- **Task**: Nothing should differ. Repeat every record as written.

- **Stored items**:
PR #358, opened 2025-06-23
Main media selection bug

abeddow91:
## What does this change?

Adjusts the process for selecting a main media video atom by validating the atom ID against main media atom id.

This follows the pattern implemented in Frontend and resolves a bug where, if content has multiple atoms, the main media atom is not necessarily selected https://github.com/guardian/frontend/blob/7ac77e8bb7026b61f9712701c22db4e55e21919f/common/app/model/PressedStory.scala#L32

**before** 
Screenshot 2025-06-23 at 10 14 21

**after**
Screenshot 2025-06-23 at 10 14 05

## How to test
- Press a front on main with [this article](https://m.code.dev-theguardian.com/world/live/2025/jun/22/israel-iran-war-live-trump-says-us-has-attacked-nuclear-sites-in-iran-including-fordow). Check the DCR json and validate that the mediaAtom is *not* the main media. 
- Use the preview version of this branch in frontend and run locally. Validate that the mediaAtom *is now* the main media. 

Main media videos are being correctly attributed to the mainAtom field.

## Deployment

### DIFF
--- a/fapi-client/src/main/scala/com/gu/facia/api/models/collection.scala
+++ b/fapi-client/src/main/scala/com/gu/facia/api/models/collection.scala
@@ -1,14 +1,14 @@
 package com.gu.facia.api.models
 
 import com.gu.contentapi.client.ContentApiClient
-import com.gu.contentapi.client.model.v1.{Content, ItemResponse}
+import com.gu.contentapi.client.model.v1.Content
 import com.gu.contentatom.thrift.{Atom, AtomData}
 import com.gu.contentatom.thrift.atom.media.MediaAtom
-import com.gu.facia.api.contentapi.{ LatestSnapsRequest, LinkSnapsRequest}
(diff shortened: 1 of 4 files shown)


fapi-client/src/main/scala/com/gu/facia/api/models/collection.scala
```diff
@@ -152,17 +154,29 @@ object Collection extends StrictLogging {
       Response.Async.Right(futureMaybeAtomData)
     }
 
-    def isValidMediaAtom(atom: Atom, id: String): Boolean = {
+    //
+    // We need to make sure that we only select the main media atom rather than another embedded atom. This follows the same pattern implemented in Frontend.
+    //
+    def extractMainMediaAtomIdFromHtml(html: String): Option[String] = {
```
davidfurey, line 160: I'm not sure why you need to parse the html to get the main media atom.
The CAPI response has this in response->content->blocks->main->elements->contentAtomTypeData->atomId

- **Task result**:
PR #358, opened 2025-06-23
Main media selection bug

abeddow91:
## What does this change?

Adjusts the process for selecting a main media video atom by validating the atom ID against main media atom id.

This follows the pattern implemented in Frontend and resolves a bug where, if content has multiple atoms, the main media atom is not necessarily selected https://github.com/guardian/frontend/blob/7ac77e8bb7026b61f9712701c22db4e55e21919f/common/app/model/PressedStory.scala#L32

**before** 
Screenshot 2025-06-23 at 10 14 21

**after**
Screenshot 2025-06-23 at 10 14 05

## How to test
- Press a front on main with [this article](https://m.code.dev-theguardian.com/world/live/2025/jun/22/israel-iran-war-live-trump-says-us-has-attacked-nuclear-sites-in-iran-including-fordow). Check the DCR json and validate that the mediaAtom is *not* the main media. 
- Use the preview version of this branch in frontend and run locally. Validate that the mediaAtom *is now* the main media. 

Main media videos are being correctly attributed to the mainAtom field.

## Deployment

### DIFF
--- a/fapi-client/src/main/scala/com/gu/facia/api/models/collection.scala
+++ b/fapi-client/src/main/scala/com/gu/facia/api/models/collection.scala
@@ -1,14 +1,14 @@
 package com.gu.facia.api.models
 
 import com.gu.contentapi.client.ContentApiClient
-import com.gu.contentapi.client.model.v1.{Content, ItemResponse}
+import com.gu.contentapi.client.model.v1.Content
 import com.gu.contentatom.thrift.{Atom, AtomData}
 import com.gu.contentatom.thrift.atom.media.MediaAtom
-import com.gu.facia.api.contentapi.{ LatestSnapsRequest, LinkSnapsRequest}
(diff shortened: 1 of 4 files shown)


fapi-client/src/main/scala/com/gu/facia/api/models/collection.scala
```diff
@@ -152,17 +154,29 @@ object Collection extends StrictLogging {
       Response.Async.Right(futureMaybeAtomData)
     }
 
-    def isValidMediaAtom(atom: Atom, id: String): Boolean = {
+    //
+    // We need to make sure that we only select the main media atom rather than another embedded atom. This follows the same pattern implemented in Frontend.
+    //
+    def extractMainMediaAtomIdFromHtml(html: String): Option[String] = {
```
davidfurey, line 160: I'm not sure why you need to parse the html to get the main media atom.
The CAPI response has this in response->content->blocks->main->elements->contentAtomTypeData->atomId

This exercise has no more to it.